§ What is expected: Look through the material and copy each line holding "EventManager".

Start of Block

PR #4598, opened 2019-03-27
feat: push event to event manager via kafka

marinakr:


apps/graphql/features/contexts/context.exs
```diff
@@ -2160,20 +2157,6 @@ defmodule GraphQL.Features.Context do
     end
   )
 
-  then_(
-    ~r/^event manager has event for (?<entity_type>[^"]+) with ID "(?<entity_id>[^"]+)" and consumer ID "(?<updated_by>[^"]+)"$/,
```
progsmile: BDD tests would pass
Find and remove lines that contains `event manager has event for` in *.feature files

marinakr: `cat apps/graphql/features/*/*.feature | grep event`
Output:
   ``` And event manager has event for CapitationContract with ID <database_id> and consumer ID <consumer_id>```
    ```And event manager has event for ReimbursementContract with ID <database_id> and consumer ID <consumer_id>```

progsmile: Remove that lines

apps/core/lib/core/contracts/contracts.ex
```diff
@@ -80,7 +80,7 @@ defmodule Core.Contracts do
                contract
                |> changeset(%{"status" => @status_terminated})
                |> PRMRepo.update() do
-          EventManager.insert_change_status(contract, @status_terminated, user_id)
+          EventManager.puplish_change_status(contract, @status_terminated, user_id)
```
progsmile: Use `publish` instead of `puplish`

apps/graphql/features/contexts/context.exs
```diff
@@ -5,7 +5,7 @@ defmodule GraphQL.Features.Context do
   import Core.Expectations.Mithril, only: [get_client_type_name: 1]
   import Core.Factories, only: [build: 2, build_list: 2, insert: 3, insert_list: 3]
   import Ecto.Query, only: [where: 2]
-  import Mox, only: [expect: 3, expect: 4]
+  import Mox, only: [expect: 3, expect: 4, set_mox_global: 0]
```
progsmile: No need of `set_mox_global: 0`

apps/graphql/features/contexts/context.exs
```diff
@@ -2029,6 +2029,51 @@ defmodule GraphQL.Features.Context do
     end
   )
 
+  when_(
+    ~r/^I suspend (?<contract_type>\w+) contract and event where databaseId is "(?<database_id>[^"]+)"$/,
+    fn %{conn: conn}, %{database_id: database_id, contract_type: contract_type} ->
+      expect(KafkaMock, :publish_to_event_manager, fn _ -> :ok end)
```
progsmile: We will reuse this expect, so let's move it to other particular step, like:
`And event should be published to event manager`

mix.exs
```diff
@@ -31,4 +32,10 @@ defmodule Ehealth.MixProject do
       {:git_ops, git: "https://github.com/AlexKovalevych/git_ops.git", branch: "fix_version_compare", only: [:dev]}
     ]
   end
+
+  defp aliases do
+    [
+      test: ["test", fn _ -> Mix.shell().cmd("cd apps/graphql && mix white_bread.run && cd ../../") end]
```
progsmile: That would not work with error on CI, please return as it was

marinakr: it successfully works

apps/graphql/features/contexts/context.exs
```diff
@@ -2032,6 +2029,51 @@ defmodule GraphQL.Features.Context do
     end
   )
 
+  when_(
+    ~r/^I suspend (?<contract_type>\w+) contract where databaseId is "(?<database_id>[^"]+)" and event published$/,
```
progsmile: No. We don't have to write `and event published` each time, it's atomic operation and should be defined separately

mix.exs
progsmile: @PavelVesnin need your thoughts on this

apps/graphql/features/contexts/context.exs
marinakr: actually  it published only in to success cases, and has separate match

progsmile: this match is big and this case with event manager is often used

marinakr: 2 times is not often. It has correct name and correct match

apps/core/lib/core/kafka/producer.ex
```diff
@@ -3,10 +3,19 @@ defmodule Core.Kafka.Producer do
...
   @edr_verification_events_topic "edr_verification_events"
+  @event_manager_topic "event_manager_topic"
+
   @behaviour Core.Kafka.ProducerBehaviour
 
   require Logger
 
+  def publish_to_event_manager(event) do
+    with :ok <- Kaffe.Producer.produce_sync(@event_manager_topic, 0, "", :erlang.term_to_binary(event)) do
+      Logger.info("Published event #{inspect(event)} to kafka")
```
AlexKovalevych: probably we shouldnt log all events, just fails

End of Block

§ Your solution:
-          EventManager.insert_change_status(contract, @status_terminated, user_id)
+          EventManager.puplish_change_status(contract, @status_terminated, user_id)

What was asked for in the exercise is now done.